%%
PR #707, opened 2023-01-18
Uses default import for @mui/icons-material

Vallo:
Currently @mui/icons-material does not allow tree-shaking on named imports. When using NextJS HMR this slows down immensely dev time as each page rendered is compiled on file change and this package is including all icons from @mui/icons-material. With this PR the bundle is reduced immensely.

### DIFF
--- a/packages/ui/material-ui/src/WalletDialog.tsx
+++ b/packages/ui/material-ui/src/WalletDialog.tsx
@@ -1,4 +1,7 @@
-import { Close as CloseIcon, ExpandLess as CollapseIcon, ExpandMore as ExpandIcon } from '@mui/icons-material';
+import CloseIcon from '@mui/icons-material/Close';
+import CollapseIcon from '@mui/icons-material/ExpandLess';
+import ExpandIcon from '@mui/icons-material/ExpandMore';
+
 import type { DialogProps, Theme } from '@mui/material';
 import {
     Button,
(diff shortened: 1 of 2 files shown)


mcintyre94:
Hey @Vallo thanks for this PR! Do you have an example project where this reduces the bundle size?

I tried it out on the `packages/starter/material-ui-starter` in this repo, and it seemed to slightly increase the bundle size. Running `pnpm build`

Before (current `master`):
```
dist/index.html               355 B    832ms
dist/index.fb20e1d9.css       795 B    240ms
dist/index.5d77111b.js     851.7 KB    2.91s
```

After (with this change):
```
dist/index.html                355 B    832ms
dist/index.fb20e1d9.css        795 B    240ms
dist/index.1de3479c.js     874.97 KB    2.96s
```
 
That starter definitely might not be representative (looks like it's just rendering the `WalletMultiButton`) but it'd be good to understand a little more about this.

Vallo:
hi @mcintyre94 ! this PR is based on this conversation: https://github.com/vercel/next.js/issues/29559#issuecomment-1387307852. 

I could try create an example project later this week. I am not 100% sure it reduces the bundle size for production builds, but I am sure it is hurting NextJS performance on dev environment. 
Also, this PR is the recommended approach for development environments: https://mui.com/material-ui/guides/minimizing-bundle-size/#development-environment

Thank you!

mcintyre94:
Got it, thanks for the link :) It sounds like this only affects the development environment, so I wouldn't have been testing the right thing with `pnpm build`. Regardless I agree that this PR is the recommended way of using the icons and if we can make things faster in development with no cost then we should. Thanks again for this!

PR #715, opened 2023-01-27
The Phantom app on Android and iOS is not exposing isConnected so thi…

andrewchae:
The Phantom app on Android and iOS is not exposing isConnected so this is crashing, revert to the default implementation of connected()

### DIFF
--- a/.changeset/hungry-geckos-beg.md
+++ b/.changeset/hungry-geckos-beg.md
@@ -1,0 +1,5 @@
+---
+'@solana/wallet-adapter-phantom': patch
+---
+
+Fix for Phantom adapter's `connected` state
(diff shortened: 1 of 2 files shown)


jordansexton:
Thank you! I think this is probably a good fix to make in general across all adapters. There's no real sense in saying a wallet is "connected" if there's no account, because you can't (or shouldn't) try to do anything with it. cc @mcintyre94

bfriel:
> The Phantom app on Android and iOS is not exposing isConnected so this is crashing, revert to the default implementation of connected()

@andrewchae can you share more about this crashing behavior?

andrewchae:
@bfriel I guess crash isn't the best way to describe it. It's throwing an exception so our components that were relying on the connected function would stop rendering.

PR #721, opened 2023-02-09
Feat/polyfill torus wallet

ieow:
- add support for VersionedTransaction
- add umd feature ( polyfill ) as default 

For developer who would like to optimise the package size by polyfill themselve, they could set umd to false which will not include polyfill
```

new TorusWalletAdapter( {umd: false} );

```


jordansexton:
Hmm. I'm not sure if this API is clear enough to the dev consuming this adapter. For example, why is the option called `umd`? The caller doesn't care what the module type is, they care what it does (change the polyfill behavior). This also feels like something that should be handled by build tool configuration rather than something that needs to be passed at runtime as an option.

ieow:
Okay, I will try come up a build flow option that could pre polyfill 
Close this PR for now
%%
(How to complete this task) Repeat the data precisely, line by line.

(Answer box)
PR #707, opened 2023-01-18
Uses default import for @mui/icons-material

Vallo:
Currently @mui/icons-material does not allow tree-shaking on named imports. When using NextJS HMR this slows down immensely dev time as each page rendered is compiled on file change and this package is including all icons from @mui/icons-material. With this PR the bundle is reduced immensely.

### DIFF
--- a/packages/ui/material-ui/src/WalletDialog.tsx
+++ b/packages/ui/material-ui/src/WalletDialog.tsx
@@ -1,4 +1,7 @@
-import { Close as CloseIcon, ExpandLess as CollapseIcon, ExpandMore as ExpandIcon } from '@mui/icons-material';
+import CloseIcon from '@mui/icons-material/Close';
+import CollapseIcon from '@mui/icons-material/ExpandLess';
+import ExpandIcon from '@mui/icons-material/ExpandMore';
+
 import type { DialogProps, Theme } from '@mui/material';
 import {
     Button,
(diff shortened: 1 of 2 files shown)


mcintyre94:
Hey @Vallo thanks for this PR! Do you have an example project where this reduces the bundle size?

I tried it out on the `packages/starter/material-ui-starter` in this repo, and it seemed to slightly increase the bundle size. Running `pnpm build`

Before (current `master`):
```
dist/index.html               355 B    832ms
dist/index.fb20e1d9.css       795 B    240ms
dist/index.5d77111b.js     851.7 KB    2.91s
```

After (with this change):
```
dist/index.html                355 B    832ms
dist/index.fb20e1d9.css        795 B    240ms
dist/index.1de3479c.js     874.97 KB    2.96s
```
 
That starter definitely might not be representative (looks like it's just rendering the `WalletMultiButton`) but it'd be good to understand a little more about this.

Vallo:
hi @mcintyre94 ! this PR is based on this conversation: https://github.com/vercel/next.js/issues/29559#issuecomment-1387307852. 

I could try create an example project later this week. I am not 100% sure it reduces the bundle size for production builds, but I am sure it is hurting NextJS performance on dev environment. 
Also, this PR is the recommended approach for development environments: https://mui.com/material-ui/guides/minimizing-bundle-size/#development-environment

Thank you!

mcintyre94:
Got it, thanks for the link :) It sounds like this only affects the development environment, so I wouldn't have been testing the right thing with `pnpm build`. Regardless I agree that this PR is the recommended way of using the icons and if we can make things faster in development with no cost then we should. Thanks again for this!

PR #715, opened 2023-01-27
The Phantom app on Android and iOS is not exposing isConnected so thi…

andrewchae:
The Phantom app on Android and iOS is not exposing isConnected so this is crashing, revert to the default implementation of connected()

### DIFF
--- a/.changeset/hungry-geckos-beg.md
+++ b/.changeset/hungry-geckos-beg.md
@@ -1,0 +1,5 @@
+---
+'@solana/wallet-adapter-phantom': patch
+---
+
+Fix for Phantom adapter's `connected` state
(diff shortened: 1 of 2 files shown)


jordansexton:
Thank you! I think this is probably a good fix to make in general across all adapters. There's no real sense in saying a wallet is "connected" if there's no account, because you can't (or shouldn't) try to do anything with it. cc @mcintyre94

bfriel:
> The Phantom app on Android and iOS is not exposing isConnected so this is crashing, revert to the default implementation of connected()

@andrewchae can you share more about this crashing behavior?

andrewchae:
@bfriel I guess crash isn't the best way to describe it. It's throwing an exception so our components that were relying on the connected function would stop rendering.

PR #721, opened 2023-02-09
Feat/polyfill torus wallet

ieow:
- add support for VersionedTransaction
- add umd feature ( polyfill ) as default 

For developer who would like to optimise the package size by polyfill themselve, they could set umd to false which will not include polyfill
```

new TorusWalletAdapter( {umd: false} );

```


jordansexton:
Hmm. I'm not sure if this API is clear enough to the dev consuming this adapter. For example, why is the option called `umd`? The caller doesn't care what the module type is, they care what it does (change the polyfill behavior). This also feels like something that should be handled by build tool configuration rather than something that needs to be passed at runtime as an option.

ieow:
Okay, I will try come up a build flow option that could pre polyfill 
Close this PR for now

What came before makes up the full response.